So, what I am going to do is to cut back my posting schedule on this blog. From now on the posting schedule for The Knitting Needle and the Damage Done will be only three days a week: on Mondays, Wednesdays, and Fridays. I decided this past July that I would keep posting daily until the end of this blog's first year in order to build a solid archive and then move to the new posting schedule, and far from second guessing my decision I've been looking forward to this anniversary as though I were getting out of jail. A daily posting schedule is more than a little gruelling when your posts can take up to four hours to write, and generally only bloggers who are making a living from their work can maintain that kind of pace. I am sorry to disappoint those of you who have told me you read my blog every day, but I feel sure that it's necessary that I cut back on my posts here.

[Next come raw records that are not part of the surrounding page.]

PR #94, opened 2017-10-15
Setup cobertura better so we have local html reports.

ruebot:
**GitHub issue(s)**:

* n/a/

Adds a cobertura reporting section, and removes unneeded config from build section for cobertura.

# How should this be tested?

Build locally with `mvn cobertura:cobertura` and once the build completes, you should have a `target/site/cobertura` directory. Open `index.html` and should could see something along the lines of this:

screenshot from 2017-10-15 14-47-57

Tag @greebie you might be very interested in this. Maybe @ianmilligan1 too?


ianmilligan1:
This looks great - very useful. And I think @greebie will love this!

What I can promise you is that my posting schedule will not be further decreased so long as I maintain this site, and that in those 156 posts a year I will still be doing all the knitting magazine reviews I've always done plus a good 60-70 posts on knitting-related topics, so the site will offer you the same kind of reading experience it always has, if somewhat less of it.
And of course I must thank everyone for your interest and your feedback during this past year. When I first came up with the concept for this site, I decided that since I'd never liked the typical style of knitting blog that I was going to write the kind of knitting blog I would enjoy reading, and it's been so gratifying to find that there are other knitters who do indeed want that kind of knitting blog and that even some non-knitters whose eyes would normally glaze over at the phrase "knitting blog" have enjoyed reading it. I never forget that there are thousands of knitting blogs out there for you all to read, and that you've paid me the compliment of reading mine.
Thank you all for visiting this blog, I will continue to do my best to make it worth reading, and I want you to feel free to contact me with any comments or suggestions you might have for the site.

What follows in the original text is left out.